Considering that pregnancy outcome in ART strongly depends on women age, Pearson’s correlation between levels of every analyzed molecule in FF and age were assessed. In what concerns OSFs, only a negative correlation for BMP-15 pro-protein and age was found, which agrees with the overall oocyte quality decrement along time [ 88 ]. We failed to identify a correlation between miRNA levels and women’s age, although previous studies evidenced variation in specific miRNAs with age in serum and in airways [ 89 , 90 ]. Although miRNAs are considered key regulators of reproductive processes [ 91 ], we hypothesize that miRNA levels in FF are more likely to be influenced by disease state than by patient age, reinforcing their potential as disease biomarkers.

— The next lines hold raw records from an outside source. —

PR #96, opened 2018-03-06
Remove `KeyAuthorization` from challenge updates.

cpu:
Per ACME draft-10 challenge update POST bodies [should no longer include
the `KeyAuthorization` field](https://github.com/ietf-wg-acme/acme/commit/4bdfe043058874080aca94cdcc9a47980012715c), the server can calculate this on its own.
Similarly, it shouldn't be returned in challenge bodies sent to the
client because the client can calculate it themselves.

This commit updates Pebble to *reject* challenge updates with
a `KeyAuthorization` field. This is fairly aggressive: We could simply
ignore this field, but Pebble is meant to encourage good client
behaviour so we'll be more aggressive than Boulder will.

### DIFF
--- a/wfe/wfe.go
+++ b/wfe/wfe.go
@@ -1346,7 +1346,7 @@ func (wfe *WebFrontEndImpl) updateChallenge(
 	}
 
 	var chalResp struct {
-		KeyAuthorization string
+		KeyAuthorization *string
 	}
 	err := json.Unmarshal(body, &chalResp)
 	if err != nil {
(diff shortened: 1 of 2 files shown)


cpu:
This breaks in CI because Chisel2 sends the legacy field:
```
{
   "type": "urn:ietf:params:acme:error:malformedRequest",
   "detail": "Challenge response body contained legacy KeyAuthorzation field, POST body should be `{}`",
   "status": 400
}
```
Fixing that is likely blocked on https://github.com/letsencrypt/boulder/issues/3514 in Boulder.

wfe/wfe.go
```diff
@@ -1356,22 +1345,37 @@ func (wfe *WebFrontEndImpl) updateChallenge(
...
 			acme.MalformedProblem("Error unmarshaling body JSON"), response)
 		return
 	}
 
+	// Historically challenges were updated by POSTing a KeyAuthorization. This is
+	// unnecessary, the server can calculate this itself. We could ignore this if
+	// sent (and that's what Boulder will do) but for Pebble we'd like to be more
+	// aggressive about pushing clients implementations in the right direction, so
+	// we treat this as a malformed request.
+	if chalResp.KeyAuthorization != "" {
```
jsha: Let's make this field a pointer so we can check if it's present at all. Otherwise we'll accept its presence with an empty string.

cpu: Good idea, thanks!

cpu: Resolved in ee20d06

milux:
https://github.com/letsencrypt/pebble/issues/100

Issue #100, opened 2018-03-14
PR #96 boulder-incompatible change enforcement


milux:
> We could ignore this if sent (and that's what Boulder will do) but for Pebble we'd like to be more aggressive about pushing clients implementations in the right direction, so we treat this as a malformed request.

However, the present study presents limitations. The main is the low sample size, particularly of women with diagnosed endometriosis. In addition, considering that FF analysis is restricted to women that are undertaking ART interventions, it will be of interest to assess levels of miRNAs with potential prognostic value in blood.
Conclusions
In sum, our pilot study reveals significant alterations in AMH, BMP-15, GDF-9, and specific miRNAs in FF samples from women with endometriosis. While the increase in BMP-15 and GDF-9 may represent a compensatory mechanism to increase oocyte quality, miRNA dysregulation highlights their role as biomarkers and potential therapeutic targets in both endometriosis and ART management. These findings set the stage for further investigations into the molecular pathways influencing fertility in women with endometriosis.